**TASK TO CARRY OUT**
Among the entries below, how many lines include "cases"? Answer with the number only.
TASK MATERIAL section start
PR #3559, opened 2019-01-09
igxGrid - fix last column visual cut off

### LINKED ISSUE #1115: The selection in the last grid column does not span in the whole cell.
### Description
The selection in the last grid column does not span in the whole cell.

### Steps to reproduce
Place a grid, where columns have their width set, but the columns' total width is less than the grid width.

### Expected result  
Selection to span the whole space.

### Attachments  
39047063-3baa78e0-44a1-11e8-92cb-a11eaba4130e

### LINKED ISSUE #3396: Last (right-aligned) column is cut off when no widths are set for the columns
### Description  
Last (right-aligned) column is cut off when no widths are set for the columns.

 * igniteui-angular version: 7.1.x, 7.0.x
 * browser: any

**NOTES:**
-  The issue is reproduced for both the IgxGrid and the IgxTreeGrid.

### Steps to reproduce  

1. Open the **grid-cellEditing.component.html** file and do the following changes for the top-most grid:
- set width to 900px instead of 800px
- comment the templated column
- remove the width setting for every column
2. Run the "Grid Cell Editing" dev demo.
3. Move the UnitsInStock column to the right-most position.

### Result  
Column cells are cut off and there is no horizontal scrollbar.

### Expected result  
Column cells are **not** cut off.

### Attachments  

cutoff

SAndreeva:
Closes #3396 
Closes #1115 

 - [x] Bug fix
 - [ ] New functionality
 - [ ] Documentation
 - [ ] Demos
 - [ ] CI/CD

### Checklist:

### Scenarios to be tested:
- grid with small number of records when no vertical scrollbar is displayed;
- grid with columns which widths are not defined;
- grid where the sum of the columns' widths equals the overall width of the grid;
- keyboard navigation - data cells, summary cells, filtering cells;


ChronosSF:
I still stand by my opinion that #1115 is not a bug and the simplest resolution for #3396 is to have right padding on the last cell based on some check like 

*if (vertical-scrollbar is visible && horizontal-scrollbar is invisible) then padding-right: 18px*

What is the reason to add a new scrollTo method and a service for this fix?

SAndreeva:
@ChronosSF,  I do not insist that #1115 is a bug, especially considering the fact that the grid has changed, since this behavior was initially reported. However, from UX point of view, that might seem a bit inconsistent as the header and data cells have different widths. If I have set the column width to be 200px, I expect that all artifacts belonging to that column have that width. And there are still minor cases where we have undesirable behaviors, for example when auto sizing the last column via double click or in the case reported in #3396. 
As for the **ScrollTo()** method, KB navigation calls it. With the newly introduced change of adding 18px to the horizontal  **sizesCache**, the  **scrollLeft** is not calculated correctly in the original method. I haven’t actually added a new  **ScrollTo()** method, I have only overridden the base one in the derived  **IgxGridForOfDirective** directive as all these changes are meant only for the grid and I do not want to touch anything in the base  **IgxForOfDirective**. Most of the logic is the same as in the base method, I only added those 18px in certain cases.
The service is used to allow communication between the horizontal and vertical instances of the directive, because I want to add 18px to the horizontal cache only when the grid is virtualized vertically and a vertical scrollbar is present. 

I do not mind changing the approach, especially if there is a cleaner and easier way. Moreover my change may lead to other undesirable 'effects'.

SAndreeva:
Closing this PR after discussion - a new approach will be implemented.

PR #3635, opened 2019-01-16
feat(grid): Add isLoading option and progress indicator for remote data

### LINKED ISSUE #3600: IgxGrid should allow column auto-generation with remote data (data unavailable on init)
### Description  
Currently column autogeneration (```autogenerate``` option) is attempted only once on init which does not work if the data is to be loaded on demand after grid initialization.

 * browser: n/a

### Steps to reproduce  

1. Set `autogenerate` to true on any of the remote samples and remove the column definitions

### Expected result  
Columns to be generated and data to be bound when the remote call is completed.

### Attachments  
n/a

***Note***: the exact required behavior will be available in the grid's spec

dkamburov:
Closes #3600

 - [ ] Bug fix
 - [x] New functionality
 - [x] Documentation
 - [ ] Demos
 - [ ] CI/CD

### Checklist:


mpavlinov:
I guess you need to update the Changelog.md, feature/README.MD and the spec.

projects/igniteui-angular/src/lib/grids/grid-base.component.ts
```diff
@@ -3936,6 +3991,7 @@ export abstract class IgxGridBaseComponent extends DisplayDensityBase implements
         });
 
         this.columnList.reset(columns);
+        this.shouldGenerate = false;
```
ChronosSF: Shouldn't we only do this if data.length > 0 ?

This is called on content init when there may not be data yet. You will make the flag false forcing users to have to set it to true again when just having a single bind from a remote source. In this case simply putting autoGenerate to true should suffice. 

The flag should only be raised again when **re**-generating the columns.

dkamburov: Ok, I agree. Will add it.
TASK MATERIAL section end
TASK MATERIAL section start
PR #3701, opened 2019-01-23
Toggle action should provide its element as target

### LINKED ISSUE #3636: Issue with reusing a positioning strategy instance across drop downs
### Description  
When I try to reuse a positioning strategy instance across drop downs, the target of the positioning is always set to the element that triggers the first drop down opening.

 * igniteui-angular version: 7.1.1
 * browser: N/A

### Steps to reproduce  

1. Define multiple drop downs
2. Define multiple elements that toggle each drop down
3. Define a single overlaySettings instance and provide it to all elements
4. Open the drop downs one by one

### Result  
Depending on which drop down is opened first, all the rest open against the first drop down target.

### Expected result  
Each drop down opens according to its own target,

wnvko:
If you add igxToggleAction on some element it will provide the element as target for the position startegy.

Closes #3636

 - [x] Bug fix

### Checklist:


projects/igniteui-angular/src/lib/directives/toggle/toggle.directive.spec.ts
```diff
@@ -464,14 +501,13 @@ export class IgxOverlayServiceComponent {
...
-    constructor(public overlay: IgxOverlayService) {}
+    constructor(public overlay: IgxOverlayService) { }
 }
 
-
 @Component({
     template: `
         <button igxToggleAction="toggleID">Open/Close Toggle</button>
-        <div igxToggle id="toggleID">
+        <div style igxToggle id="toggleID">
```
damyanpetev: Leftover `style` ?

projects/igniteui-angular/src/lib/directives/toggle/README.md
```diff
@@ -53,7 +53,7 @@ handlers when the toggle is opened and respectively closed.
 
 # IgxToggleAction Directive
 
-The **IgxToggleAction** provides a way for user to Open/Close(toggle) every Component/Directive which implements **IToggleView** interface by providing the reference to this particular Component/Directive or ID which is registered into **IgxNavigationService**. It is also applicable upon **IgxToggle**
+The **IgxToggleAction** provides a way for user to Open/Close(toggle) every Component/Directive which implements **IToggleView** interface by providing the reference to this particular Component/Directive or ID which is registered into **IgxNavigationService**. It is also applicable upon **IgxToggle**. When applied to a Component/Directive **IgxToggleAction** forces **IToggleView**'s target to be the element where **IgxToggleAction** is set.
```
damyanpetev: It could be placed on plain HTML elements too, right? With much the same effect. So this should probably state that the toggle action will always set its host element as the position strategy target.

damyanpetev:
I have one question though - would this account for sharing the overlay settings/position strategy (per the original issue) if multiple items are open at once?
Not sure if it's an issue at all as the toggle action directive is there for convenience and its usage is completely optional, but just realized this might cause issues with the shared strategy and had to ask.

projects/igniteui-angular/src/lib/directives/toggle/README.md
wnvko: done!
TASK MATERIAL section end
TASK MATERIAL section start
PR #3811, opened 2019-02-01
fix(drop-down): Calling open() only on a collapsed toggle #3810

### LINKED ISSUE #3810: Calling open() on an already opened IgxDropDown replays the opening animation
TASK MATERIAL section end
**RESULT OF THIS EXERCISE**
2